Breaking a Labor Day 4-day box-office record is not exactly something to brag about considering the top five films in order are Transporter 2 ($20.1 mil.), Jeepers Creepers 2 ($18.3 mil.), Jeepers Creepers ($15.8 mil.), Crank ($12.8 mil.) and The Wicker Man ($11.7 mil.). Not exactly stiff competition, but Rob Zombie’s new remake of the classic horror Halloween, which hit theaters this weekend two months ahead of the actual holiday it is named for swooped in to claim the all-time record with $26.5 million in its first three days already surpassing Transporter 2 by $7.4 million. Tracking has the fright flick expected to come in somewhere around $33 million for the four-day holiday weekend, which would be about $8 million more than our Box-Office Oracle predicted.

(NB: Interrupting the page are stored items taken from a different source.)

PR #2775, opened 2024-10-09
Reenable delta

sciencewhiz:
Install sphinx-build-compatibility plugin


sciencewhiz:
The compatibility plugin doesn't work except in RTD environments

Issue #989, opened 2020-12-09
Cleanup Root TOC


Daltz333:
- Condense Contributing
- Condense Networking?
- Split up Dashboards and Condense

jasondaming:
This also ties in to #879 
I thought about this some more and here are some of my suggestions:
- Reduce the Size of the logo.  My proposal would be the current height of WPI & FRC part to now also include the WPILib gear
- Remove Contributing section.  Either place as a single bullet under issues or just keep the documentation on latest.  
- Condense Software Tools to: Driver Station, Dashboards, and Misc
- Move Old Command Based under Command Based
- Remove Convenience Features and place the only article, Scheduling Functions under roboRIO or something
- Place all of networking in one section under Hardware or under the RoboRIO section
- Instead of "What is WPILib" make the section "WPILib" and move the stuff from 2021 Overview and support resources under it
- Make the current "Basic Programming" section called Misc Programming, it is wildly misleading as is.
- Make a new section called "Common Robot Problems" or something similar.  This will both be for things that aren't quite big enough for a tutorial like: Joysticks, Autonomous, Unit Testing, etc .  The new FAQ.  Also a few of the articles that don't currently fit in their spot like: Addressable LEDs and Using WPILib Classes to Drive your Robot under actuators.

Daltz333:
> Reduce the Size of the logo. My proposal would be the current height of WPI & FRC part to now also include the WPILib gear
Is there a particular reason for this? I don't think this is necessary.
> Remove Contributing section. Either place as a single bullet under issues or just keep the documentation on latest.
This would only save 1 level of space, and make it less contributor friendly in the future. Also we can't keep it on latest, as latest is (master) and stable is (master) during build season. Beta branches have been decided against in the past.
> Condense Software Tools to: Driver Station, Dashboards, and Misc
I agree with this
> Move Old Command Based under Command Based
I disagree with this, this makes it more confusing. We also plan to deprecate old-commandbased in the future so this isn't the route forward.
> Place all of networking in one section under Hardware or under the RoboRIO section
I also disagree with this. While networking is hardware, this section doesn't really feature the hardware side as much as just general networking
> Instead of "What is WPILib" make the section "WPILib" and move the stuff from 2021 Overview and support resources under it
[...]

PR #2804, opened 2024-10-16
Change Programming Basics to Miscellaneous Programming

spacey-sooty:
See https://github.com/wpilibsuite/frc-docs/issues/989


sciencewhiz:
WPI has started an effort to comprehensively reorganize the docs, so I don't think we'd make organization changes while that is in progress. @arbessette

arbessette:
Yes, I recommend we not make any organizational changes.

PR #4330, opened 2020-08-03
luci-app-https-dns-proxy: add AliDNS DoH servers

wevsty:
It's difficult to use Cloudflare or the DNS provided by Google in China, which means that users with https-dns-proxy enabled will have trouble accessing the site properly.

Alibaba Group now offers DoH services to regular users, so I added AliDNS servers to give users located in China the option to use them.

Signed-off-by: Yuan Tao ty@wevs.org


stangri:
LGTM, however all commits need to be signed with real names, not aliases. Can you fix that?

wevsty:
> 
> 
> LGTM, however all commits need to be signed with real names, not aliases. Can you fix that?

I'm sorry I'm not familiar with DCO checks, so I tried a lot of forece push.
But it's fixed now.

PR #4342, opened 2020-08-09
treewide: replace `which` with `command -v`

aparcar:
Fix shellcheck SC2230
> which is non-standard. Use builtin 'command -v' instead.

Once applied to everything concerning OpenWrt we can disable the busybox
feature `which` and save 3.8kB.


aparcar:
Patches like these where accepted both in openwrt.git and packages.git, I'll merge this by the end of the week if nobody nacks it.

feckert:
@aparcar :+1: for luci-app-mwan3 and luci-app-dockerman

PR #4347, opened 2020-08-11
[WIP] luci-app-mwan3: interface family dual stack (ipv4+ipv6) support

ptpt52:
interface family accept value "", which indicate ipv4 + ipv6

### DIFF
--- a/applications/luci-app-mwan3/luasrc/model/cbi/mwan/interfaceconfig.lua
+++ b/applications/luci-app-mwan3/luasrc/model/cbi/mwan/interfaceconfig.lua
@@ -30,7 +30,8 @@ initial_state:value("online", translate("Online"))
 initial_state:value("offline", translate("Offline"))
 
 family = mwan_interface:option(ListValue, "family", translate("Internet Protocol"))
-family.default = "ipv4"
+family.default = ""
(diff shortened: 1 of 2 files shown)


aaronjg:
I believe @feckert is already working on this:
https://github.com/TDT-AG/luci/commits/pr/20200804-luci-app-mwan3

feckert:
@aaronjg my [pullrequest](https://github.com/openwrt/luci/pull/4349) updates the ruleconfig page.
But the way I see it, this option change proposed by @ptpt52 makes no sense.
I have to choose a family for the interface to work with.
The **empty** option with the translation **Any** does not work in this context.
Or am I wrong?

ptpt52:
hi, this is different from https://github.com/openwrt/luci/pull/4349
here is to make the interface family empty(indicate ipv4+ipv6) possible

Why I add this? yep, for dual stack interface support, it is handle after this PR https://github.com/openwrt/packages/pull/13048

ptpt52:
update: now support dual stack interface and display on status page
this depends on https://github.com/openwrt/packages/pull/13048

feckert:
This pullrequest is no longer applicable, as I have changed the app from lua to javascript in the master.

PR #4349, opened 2020-08-12
luci-app-mwan3: rulconfig variable name refactoring and dependency fixes

feckert:
- Use standard LuCI variable name for map, section and option as m, s and o
- Add missing family selection on rulconfig (any | IPv4 | IPv6) if any is selected the rule is applied to IPv4 and IPv6
- Add dependency to port option. This is only valid if proto is tcp or udp

### DIFF
--- a/applications/luci-app-mwan3/luasrc/model/cbi/mwan/globalsconfig.lua
+++ b/applications/luci-app-mwan3/luasrc/model/cbi/mwan/globalsconfig.lua
@@ -33,17 +33,6 @@ o:value("info", translate("Info"))
 o:value("debug", translate("Debug"))
 o:depends("logging", "1")
 
-o = s:option(Value, "rtmon_interval",
-	translate("Update interval"),
-	translate("How often should rtmon update the interface routing table"))
-o.datatype = "integer"
-o.default = "5"
-o:value("1", translatef("%d second", 1))
-o:value("3", translatef("%d seconds", 3))
-o:value("5", translatef("%d seconds", 5))
-o:value("7", translatef("%d seconds", 7))
-o:value("10", translatef("%d seconds", 10))
-
 o = s:option(DynamicList, "rt_table_lookup",
 	translate("Routing table lookup"),
 	translate("Also scan this Routing table for connected networks"))
--- a/applications/luci-app-mwan3/luasrc/model/cbi/mwan/globalsconfig.lua
+++ b/applications/luci-app-mwan3/luasrc/model/cbi/mwan/globalsconfig.lua
@@ -37,8 +37,6 @@ o = s:option(DynamicList, "rt_table_lookup",
 	translate("Routing table lookup"),
 	translate("Also scan this Routing table for connected networks"))
 o.datatype = "integer"
-o:value("1", translatef("Routing table %d", 1))
-o:value("2", translatef("Routing table %d", 2))
 o:value("220", translatef("Routing table %d", 220))
 
 return m
--- a/applications/luci-app-mwan3/luasrc/model/cbi/mwan/globalsconfig.lua
+++ b/applications/luci-app-mwan3/luasrc/model/cbi/mwan/globalsconfig.lua
@@ -13,7 +13,7 @@ o = s:option(Value, "mmx_mask",
 	translate("Firewall mask"),
 	translate("Enter value in hex, starting with <code>0x</code>"))
 o.datatype = "hex(4)"
-o.default = "0xff00"
+o.default = "0x3F00"
 
 o = s:option(Flag, "logging",
 	translate("Logging"),
--- a/applications/luci-app-mwan3/luasrc/model/cbi/mwan/globalsconfig.lua
+++ b/applications/luci-app-mwan3/luasrc/model/cbi/mwan/globalsconfig.lua
@@ -3,61 +3,53 @@
 
 local net = require "luci.model.network".init()
 
-local s, m, mask, rtmon, rtlookup, logging, loglevel
+local s, m, o
 
 m = Map("mwan3", translate("MWAN - Globals"))
 
 s = m:section(NamedSection, "globals", "globals", nil)
 
-mask = s:option(
-	Value,
-	"mmx_mask",
+o = s:option(Value, "mmx_mask",
 	translate("Firewall mask"),
 	translate("Enter value in hex, starting with <code>0x</code>"))
-mask.datatype = "hex(4)"
-mask.default = "0xff00"
+o.datatype = "hex(4)"
+o.default = "0xff00"
 
-logging = s:option(Flag,
-	"logging",
+o = s:option(Flag, "logging",
 	translate("Logging"),
 	translate("Enables global firewall logging"))
 
-loglevel = s:option(
-	ListValue,
-	"loglevel",
+o = s:option(ListValue, "loglevel",
 	translate("Loglevel"),
 	translate("Firewall loglevel"))
-loglevel.default = "notice"
-loglevel:value("emerg", translate("Emergency"))
-loglevel:value("alert", translate("Alert"))
-loglevel:value("crit", translate("Critical"))
-loglevel:value("error", translate("Error"))
-loglevel:value("warning", translate("Warning"))
-loglevel:value("notice", translate("Notice"))
-loglevel:value("info", translate("Info"))
-loglevel:value("debug", translate("Debug"))
-loglevel:depends("logging", "1")
+o.default = "notice"
+o:value("emerg", translate("Emergency"))
+o:value("alert", translate("Alert"))
+o:value("crit", translate("Critical"))
+o:value("error", translate("Error"))
+o:value("warning", translate("Warning"))
+o:value("notice", translate("Notice"))
+o:value("info", translate("Info"))
+o:value("debug", translate("Debug"))
+o:depends("logging", "1")
 
-rtmon = s:option(
-	Value,
-	"rtmon_interval",
+o = s:option(Value, "rtmon_interval",
 	translate("Update interval"),
 	translate("How often should rtmon update the interface routing table"))
-rtmon.datatype = "integer"
-rtmon.default = "5"
-rtmon:value("1", translatef("%d second", 1))
-rtmon:value("3", translatef("%d seconds", 3))
-rtmon:value("5", translatef("%d seconds", 5))
-rtmon:value("7", translatef("%d seconds", 7))
-rtmon:value("10", translatef("%d seconds", 10))
+o.datatype = "integer"
+o.default = "5"
+o:value("1", translatef("%d second", 1))
+o:value("3", translatef("%d seconds", 3))
+o:value("5", translatef("%d seconds", 5))
+o:value("7", translatef("%d seconds", 7))
+o:value("10", translatef("%d seconds", 10))
 
-rtlookup = s:option(DynamicList,
-	"rt_table_lookup",
+o = s:option(DynamicList, "rt_table_lookup",
 	translate("Routing table lookup"),
 	translate("Also scan this Routing table for connected networks"))
-rtlookup.datatype = "integer"
-rtlookup:value("1", translatef("Routing table %d", 1))
-rtlookup:value("2", translatef("Routing table %d", 2))
-rtlookup:value("220", translatef("Routing table %d", 220))
+o.datatype = "integer"
+o:value("1", translatef("Routing table %d", 1))
+o:value("2", translatef("Routing table %d", 2))
+o:value("220", translatef("Routing table %d", 220))
 
 return m
--- a/applications/luci-app-mwan3/luasrc/model/cbi/mwan/ruleconfig.lua
+++ b/applications/luci-app-mwan3/luasrc/model/cbi/mwan/ruleconfig.lua
@@ -30,6 +30,8 @@ o.datatype = ipaddr
 
 o = s:option(Value, "src_port", translate("Source port"),
 	translate("May be entered as a single or multiple port(s) (eg \"22\" or \"80,443\") or as a portrange (eg \"1024:2048\") without quotes"))
+o:depends("proto", "tcp")
+o:depends("proto", "udp")
 
 o = s:option(Value, "dest_ip", translate("Destination address"),
 	translate("Supports CIDR notation (eg \"192.168.100.0/24\") without quotes"))
@@ -37,6 +39,8 @@ o.datatype = ipaddr
 
 o = s:option(Value, "dest_port", translate("Destination port"),
 	translate("May be entered as a single or multiple port(s) (eg \"22\" or \"80,443\") or as a portrange (eg \"1024:2048\") without quotes"))
+o:depends("proto", "tcp")
+o:depends("proto", "udp")
 
 o = s:option(Value, "proto", translate("Protocol"),
 	translate("View the content of /etc/protocols for protocol description"))
--- a/applications/luci-app-mwan3/luasrc/model/cbi/mwan/ruleconfig.lua
+++ b/applications/luci-app-mwan3/luasrc/model/cbi/mwan/ruleconfig.lua
@@ -18,6 +18,12 @@ s = m:section(NamedSection, arg[1], "rule", "")
 s.addremove = false
 s.dynamic = false
 
+o = s:option(ListValue, "family", translate("Internet Protocol"))
+o.default = ""
+o:value("", translate("IPv4 and IPv6"))
+o:value("ipv4", translate("only IPv4"))
+o:value("ipv6", translate("only IPv6"))
+
 o = s:option(Value, "src_ip", translate("Source address"),
 	translate("Supports CIDR notation (eg \"192.168.100.0/24\") without quotes"))
 o.datatype = ipaddr
--- a/applications/luci-app-mwan3/luasrc/model/cbi/mwan/ruleconfig.lua
+++ b/applications/luci-app-mwan3/luasrc/model/cbi/mwan/ruleconfig.lua
@@ -5,8 +5,7 @@
 local dsp = require "luci.dispatcher"
 local util   = require("luci.util")
 
-local m, mwan_rule, src_ip, src_port, dest_ip, dest_port, proto, sticky
-local timeout, ipset, logging, policy
+local m, s, o
 
 arg[1] = arg[1] or ""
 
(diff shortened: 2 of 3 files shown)


applications/luci-app-mwan3/luasrc/model/cbi/mwan/ruleconfig.lua
```diff
@@ -15,62 +14,72 @@ local ipsets = util.split(util.trim(util.exec("ipset -n -L 2>/dev/null | grep -v
...
-mwan_rule = m:section(NamedSection, arg[1], "rule", "")
-mwan_rule.addremove = false
-mwan_rule.dynamic = false
+s = m:section(NamedSection, arg[1], "rule", "")
+s.addremove = false
+s.dynamic = false
 
-src_ip = mwan_rule:option(Value, "src_ip", translate("Source address"),
+o = s:option(ListValue, "family", translate("Internet Protocol"))
+o.default = "ipv4"
```
aaronjg, line 22: Default should be "any" since that is the current default, and this could start switching rules to ipv4 if no option is explicitly set.

aaronjg:
From #4347 to keep the discussion in one place:

> @aaronjg my pullrequest updates the ruleconfig page.
But the way I see it, this option change proposed by @ptpt52 makes no sense.
I have to choose a family for the interface to work with.
The empty option with the translation Any does not work in this context.
Or am I wrong?

Leaving family as empty is fine, since when it is used in the source we use "any" if no default value is set:
https://github.com/openwrt/packages/blob/master/net/mwan3/files/lib/mwan3/mwan3.sh#L881

It's perhaps a bit cleaner to leave it blank, since that is what the luci-firewall package does:
https://github.com/openwrt/luci/blob/master/applications/luci-app-firewall/htdocs/luci-static/resources/view/firewall/zones.js#L217

What do you mean "I have to choose a family for the interface to work with."?

applications/luci-app-mwan3/luasrc/model/cbi/mwan/ruleconfig.lua
ptpt52: yes default should be "ipv4 + ipv6", but please never use "any" as value and save to config file, we never use "any"
we just leave family to `""` do indicate "any"

ptpt52:
>What do you mean "I have to choose a family for the interface to work with."?

yes, the current code in mwan3 do not handle the interface with family empty
for now we must set family to be `"ipv4"` or `"ipv6"` to make it work with.
and it assume ipv4 if empty family

I may/would be handled by this PR https://github.com/openwrt/packages/pull/13048
where, it assume ipv4+ipv6 if empty family

feckert:
@aaronjg @ptpt52 Let me summarize with thoughts.
It remains to be seen whether it works like this now.

In the interface section of mwan3 the family can be set to IPv4 **or** IPv6 and **not** to any.
So we must decide which address family the interface should track.
So we need at least one interface config for each family so every thing is setup for each address family.
This already exists in the [configuration](https://github.com/openwrt/packages/blob/master/net/mwan3/files/etc/config/mwan3).

And in the rule configuration we can choose on which family the rule gets applied too.
We heave 3 option **IPv4** or **IPv6** or **any**.

As far as I know it is so that if we set in the interface section the option to IPv4 then IPv6 is also setup.
So we could handle both IPv4 and IPv6. This also applies to IPv6 so that we can handle IPv4.

Is that how we want to do it?

Would it be not better to separate them.
If we don't have IPv6 tracking then mwan3 shouldn't install their IPv6 stuff.
The same is true the other way around for IPv4.
If we only have interface section that uses IPv6 then IPv4 should not be handled.

aaronjg:
Yes, that's exactly right - interface must be either ipv4 or ipv6, but a rule can be ipv4, ipv6 or 'any' ('any' is the current default if no value is set).

>As far as I know it is so that if we set in the interface section the option to IPv4 then IPv6 is also setup.
So we could handle both IPv4 and IPv6. This also applies to IPv6 so that we can handle IPv4.

I think it is a bit more complicated than that - you can have policies that have a mixture of IPv4 and IPv6 members, which is when you would want to use a rule that handles both IPv4 and IPv6.

> Would it be not better to separate them.

If we separate them and force policies to have only members of one type, it is going to cause configurations to be even more verbose, so I think it is better to keep as is.

> If we don't have IPv6 tracking then mwan3 shouldn't install their IPv6 stuff.

Personally, I prefer to have mwan3 handle the dual stack by default rather than try to infer which of ipv4 or ipv6 it should manage. I find it a bit cleaner to have it take over all my WANs. I also worry that someone may install mwan3 and set it up on WANA and WANB and forget about WANA6 and WANB6 since traffic will still be going out of WANA6 and they may not realize that IPv6 stack was silently disabled. Perhaps this wouldn't happen. I'd prefer to have an explicit global config option to toggle ipv4 or ipv6. 

I'll defer to you, as maintainer, on this decision though.

ptpt52:
It is currently ok.

the current situation is:
interface must be ipv4 only or ipv6 only, no dual stack

I prefer making mwan3 works with
1. ipv4 only interface
2. ipv6 only interface
3. dual stack interface

All cases can be covered

ptpt52:
by the way
There is such a situation:
wana is ipv6
wana_4 is ipv4

I see it on some ISP network

aaronjg:
Can you describe your dual stack setup a bit more?

With wana ipv6, and wana_4 ipv4, each interface is currently one protocol. ("interface" is the OpenWRT interface. OpenWRT uses "device" to refer to the physical or virtual device e.g. eth0.2, tun0, etc).  With that setup each interface still has only one stack, (even though the device is dual stack). For openwrt configurations, the device is abstracted away and everything should be done on the interface level (though it is true some packages, such as SQM deviate from this, but that tends to cause problems). 

As far as I can tell, the only way to have dual stack on one **interface** is with static ipv4 and ipv6 addresses. Are there other situations when you have a single **interface** with both ipv4 and ipv6?

ptpt52:
>I'd prefer to have an explicit global config option to toggle ipv4 or ipv6.

maybe we don't need it, it is very clear if we do it like this:

1. if all interface is ipv4 only, don't touch on ipv6, mwan3 do work for ipv4 only.

2. if all interface is ipv6 only, don't touch on ipv4, mwan3 do work for ipv4 only.

3. if both ipv4 and ipv6 interface exist, mwan3 work for dual stack.

What do you think? does cover all cases?

Let's think about it together

aaronjg:
also paging @jamesmacwhite to weigh in on the dual stack configurations, since he seems to have the most advanced IPv6 setup.

ptpt52:
> Can you describe your dual stack setup a bit more?
> 
> With wana ipv6, and wana_4 ipv4, each interface is currently one protocol. ("interface" is the OpenWRT interface. OpenWRT uses "device" to refer to the physical or virtual device e.g. eth0.2, tun0, etc). With that setup each interface still has only one stack, (even though the device is dual stack). For openwrt configurations, the device is abstracted away and everything should be done on the interface level (though it is true some packages, such as SQM deviate from this, but that tends to cause problems).
> 
> As far as I can tell, the only way to have dual stack on one **interface** is with static ipv4 and ipv6 addresses. Are there other situations when you have a single **interface** with both ipv4 and ipv6?


dual stack situations:
1. wan is ipv4, virtual wan_6 is ipv6
2. wan is ipv6, virtual wan_4 is ipv4
3. dhcp and dhcpv6 on wan+wan6 (maybe this is not)
4. static ipv4 and ipv6 on wan

aaronjg:
> What do you think? does cover all cases?

I understand the point. The thing I don't like about this is that if you end up disabling devices in mwan3 one by one, you end up with very different behavior when you disable the last device on the stack. For each device that you enable before the last one, you are stopping traffic on that device. Then when you disable the last one, you end up sending everything to the default routing table.  So you are executing a command that appears to have an impact just on the device (uci set mwan3.wanb.enabled=0) but it has an mwan3-wide global impact. 

> wan is ipv4, virtual wan_6 is ipv6

Can you explain this a bit more? Which protocols give you the virtual wan_6/virtual wan_4? How are /etc/config/firewall established for these interfaces?

feckert:
> I'll defer to you, as maintainer, on this decision though.

I would like to finish the [pullrequest](https://github.com/openwrt/packages/pull/13041) of @aaronjg, and then we should fix the ping problem for kernel on version 5.4. After that we could discuss and fix/update/improve the interface family config option (IPv4 | IPv6 | dualstack )

My setup:
VDSL (xdsl over pppoe):
One interface xdsl I get an IPv4 address and an IPv6 address on the same interface.
In mwan3 I only track IPv4 with the interface section xdsl

Cellular (wwan over qmi):
One Interface wwan I get an IPv4 for my new virtual interface wwan_4 and IPv6 for my virtual interface wwan_6.
So I have two additional interface but I do not use theme.
In mwan3 I only track IPv4 with the interface section wwan

ptpt52:
>So you are executing a command that appears to have an impact just on the device (uci set mwan3.wanb.enabled=0) but it has an mwan3-wide global impact.

It seems cause none of problem. All results are user's own request.

>Can you explain this a bit more? Which protocols give you the virtual wan_6/virtual wan_4? How are /etc/config/firewall established for these interfaces?

for most ISP, we setup pppoe on wan, virtual wan_6 is up auto

ptpt52:
> > Can you describe your dual stack setup a bit more?
> > With wana ipv6, and wana_4 ipv4, each interface is currently one protocol. ("interface" is the OpenWRT interface. OpenWRT uses "device" to refer to the physical or virtual device e.g. eth0.2, tun0, etc). With that setup each interface still has only one stack, (even though the device is dual stack). For openwrt configurations, the device is abstracted away and everything should be done on the interface level (though it is true some packages, such as SQM deviate from this, but that tends to cause problems).
> > As far as I can tell, the only way to have dual stack on one **interface** is with static ipv4 and ipv6 addresses. Are there other situations when you have a single **interface** with both ipv4 and ipv6?
> 
> dual stack situations:
> 
> 1. wan is ipv4, virtual wan_6 is ipv6
> 2. wan is ipv6, virtual wan_4 is ipv4
> 3. dhcp and dhcpv6 on wan+wan6 (maybe this is not)
> 4. static ipv4 and ipv6 on wan


@feckert @aaronjg 
So according to @feckert 's  qmi case,

5. qmi setup on wan, virtual wan_4 and wan_6 is up

This is another the dual stack situation

aaronjg:
> One interface xdsl I get an IPv4 address and an IPv6 address on the same interface.
In mwan3 I only track IPv4 with the interface section xdsl

What does that look like? If you call ifstatus xdsl, does it report both the ipv4 and ipv6 addresses? It is the same 'OpenWRT' interface? 

What is the netifd protocol for your cellular device? Do you get the status with ifstatus 'wwan' or 'wwan_4'? Or do both work?

On my setup I get ipv4 and ipv6 addresses via DHCP on the same device (eth0.2), but they are separate OpenWRT interfaces. They are called by default, 'wan' and 'wan6' so, unfortunately, it seems there is no consistency in how things are named in the dual stack setting.

jamesmacwhite:
I know I was pinged on this, but I think a fairly comprehensive discussion has taken place on various elements around this on other PRs, so not sure that I can add too much to it. There will be a lot of different setups in play, so I guess it's just trying to consider all the potential options without forcing a specific "way" of doing something, having mwan3 remain adaptable to different network setups. IPv4 only, dual stack etc.

I think @feckert is right about tackling the key issues and then moving forward on some more potentially breaking changes. I'm happy to help test and help restructure/updating the mwan3 docs: https://openwrt.org/docs/guide-user/network/wan/multiwan/mwan3 if more breaking changes start to be implemented, given the documentation could do with an overhaul and given the increasing use of IPv6 with mwan3 to be more embedded rather than just a small footnote as it is currently, but carefully considering how to approach it without breaking existing configurations unless absolutely required is key. 

There may be a lot of mwan3 users that are using it from an IPv4 only point of view and if IPv6 requires breaking changes for something they weren't routing in the first place, I guess you'd want to avoid something like that.

I have a full dual stack environment for 2x physical WANs and then two Wireguard interfaces, so like @aaronjg said, classed as the more advanced setup side of the scale. If you ever need a test case for IPv6/dual stack. Always ping me and I'll happily test it out. The work that's been happening on mwan3 is great, more than happy to help verify some of the new code and improvements to make it even better when big changes are potentially happening.

aaronjg:
> I have a full dual stack environment for 2x physical WANs and then two Wireguard interfaces, so like @aaronjg said, classed as the more advanced setup side of the scale. If you ever need a test case for IPv6/dual stack

Thanks. I'm trying to learn more about the configuration and how you have this all set up on the /etc/config/networks side.

Do each of these have an ipv4 and an ipv6 entry in /etc/config/networks? So you would have a total of 8 entries in the networks config? Or do some of them use the same interface or create a new interface without an /etc/config/networks entry?

For the wireguard interfaces does it use the same device name for the ipv4 and ipv6 stack, or does it have separate device names for these?

jamesmacwhite:
@aaronjg Hopefully not too off topic and long, but here's some more detail.

>Do each of these have an ipv4 and an ipv6 entry in /etc/config/networks? So you would have a total of 8 entries in the networks config? Or do some of them use the same interface or create a new interface without an /etc/config/networks entry?

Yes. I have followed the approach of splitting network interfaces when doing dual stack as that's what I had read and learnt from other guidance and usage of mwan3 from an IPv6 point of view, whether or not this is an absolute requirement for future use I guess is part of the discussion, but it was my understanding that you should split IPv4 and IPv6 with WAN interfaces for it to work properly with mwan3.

One race that isn’t quite over yet and I am sure the Oracle has his eye on it is the #2 slot in which he had newcomer Balls of Fury edging out Superbad, but currently the three week old teen comedy is beating out the shitty ping pong “comedy” by only $0.6 million, an edge that could easily be lost over the next day.
The only other new flick to crack the top ten is Fox’s Death Sentence coming in at #8, a film that I thought looked decent, but all hope was lost as I learned it would only be screened at 9 PM the night before it opened (no chance of good work when that is the case). The Kevin Bacon starrer directed by Saw co-writer/director James Wan opened to a three-day cummulative of $4.1 million and you can’t really expect much more than maybe another $1 million on Monday.
The Bourne Ultimatum held strong at #3 over the first three days and is sure to crack the $200 million mark by the end of Monday as it’s three-day total of $10.1 million has it sitting at $199,603,000 domestically. How can they not give us a fourth one after this kind of success?
Rounding out the top five was Rush Hour 3 as it managed an additional $8.5 in its fourth weekend bringing it’s overall total to $120 million.